Sunday, June 21, 2009

Bertinoro

Last week, I attended the Algorithms and Data Structures (ADS) workshop in Bertinoro. Bertinoro is a small medieval town near Bologna, Italy that is perfect for a workshop. There's a hilltop castle offering well-protected meeting spaces for talks, and a nearby nunnery offering living accommodations for participants, plus the restaurants in town are uniformly excellent.

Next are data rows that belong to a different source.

PR #327, opened 2026-05-06
Suc plan change and node status timeout update

aganesh-suse:
#### Proposed Changes ####

Problem at hand: for sles16, the system-upgrade jobs fail for one of the nodes with timeout at 15 mins. If we update the plan to wait upto 25 mins, we can see that the job for rke2-server or rke2-agent starts running around 18 to 20 mins time frame and exists quickly after. 
Also, the node status check we do times out at 10 mins. 
So the changes made: 
1. updated the timeout time in the suc plan.yamls
2. updated adding a drain force for all server/agents in the plan.yamls
3. Added an optional timeouts var to the TestNodeStatus and the TestNodeStatusUsingBastion functions that defaults to 600s and can be edited when called - for suc test alone, updated the call to be 1500s - which is upto 25 mins. 

We could potentially do the same for the pod status too if we need to change the timeouts individually from the tests instead of the main function. (Have nt done that - just a thought for potential improvement on this PR)

P.S: Used gemini to get the drain options for the suc plan update. 

#### Testing ####

Checklist:

5. Verify code lint; we should not have errors.

6. Update the documentation if needed.

7. Update makefile and docker run if adding new tests.

8. Run your tests at least 4 times with all configurations needed and possible.

9. If needed test with different os types.


fmoral2 (dismissed):

pkg/testcase/node.go
```diff
@@ -15,12 +15,18 @@ func TestNodeStatus(
 	cluster *shared.Cluster,
 	nodeAssertReadyStatus assert.NodeAssertFunc,
 	nodeAssertVersion assert.NodeAssertFunc,
+	timeouts ...string,
```
mdrahman-suse, line 18: Does this needs to be an array? looks like we are using only the first element anyways. Suggest adding a string var and check for nil.. if not nil then use that, else use the default?

workloads/amd64/rke2-suc-plan-splitroles.yaml
```diff
@@ -64,5 +73,7 @@ spec:
     args: ["prepare", "rke2-server-etcd"]
   drain:
     force: true
+    skipWaitForDeleteTimeout: 30 # Don't wait forever for pods to exit
+    timeout: 300s                # Force the drain to give up after 5 mins
   upgrade:
     image: rancher/rke2-upgrade
```
mdrahman-suse: nit: new line

workloads/amd64/rke2-suc-plan.yaml
```diff
@@ -38,5 +44,7 @@ spec:
     args: ["prepare", "rke2-server"]
   drain:
     force: true
+    skipWaitForDeleteTimeout: 30 # Don't wait forever for pods to exit
+    timeout: 300s                # Force the drain to give up after 5 mins
   upgrade:
     image: rancher/rke2-upgrade
```
mdrahman-suse: nit: new line

pkg/testcase/node.go
aganesh-suse: It is to make a variable arguments or make the function a `variadic function`. This way we dont have to edit all the calls made to the function as well to have either empty string or nil value passed to the function. From what i read online these are the rules for this type of usage: 
AI notes on the same: 
```
In Go, you can handle optional or variable arguments using variadic functions. These are defined by placing an ellipsis (...) before the parameter's type in the function signature
Key Characteristics
Optional by Default: 
When you define a variadic parameter, it is perfectly legal to call the function without passing any arguments for that parameter.
Must Be Last: The variadic parameter must always be the final parameter in your function's signature.
Handled as a Slice: Inside the function, the variadic arguments are treated as a slice of the specified type.
Nil if Empty: If zero arguments are passed, the variadic parameter will be nil. You should always check its length using len() before accessing specific indices to avoid runtime panics.
```

mdrahman-suse (dismissed):

endawkins (approved):
LGTM

mdrahman-suse (approved):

The workshop had a great collection of talks, including several excellent talks on data structures, an area I don't normally keep up on. Some that stood out for me:
  • Monika Henzinger , formerly head of research at google and now at EPFL, surveyed recent results on the problem of choosing a random web page. This problem is rendered non-trivial by the fact that nobody knows the entire network of web pages and links and so the only tool available for sampling is to walk from one page to another. More on this topic in a later post.
  • My friend Amos Fiat, at the University of Tel Aviv, gave a great talk on a connection between differential privacy and computational geometry. A coreset is a small subset of points that can be used to compute an approximate solution to a problem over a larger set of points. Amos introduced the concept of a private coreset, which essentially has low sensitivity to the replacement of a single point in the original point set
  • Andrew Goldberg introduced the concept of the highway dimensionality of a graph to show why certain heuristics for speeding up shortest paths computations work so well on graphs related to road networks. Essentially this is a number like the tree-width of a graph that measures the structural simplicity of the graph. Smaller highway dimention equals a more algorithmically tractable graph. I really like these results that generate analytic techniques that move beyond worst case analysis.
After the conference, Amos and I traveled to Rome where we worked with Stefano Leonardo for several days on a problem related to auctions with budgets.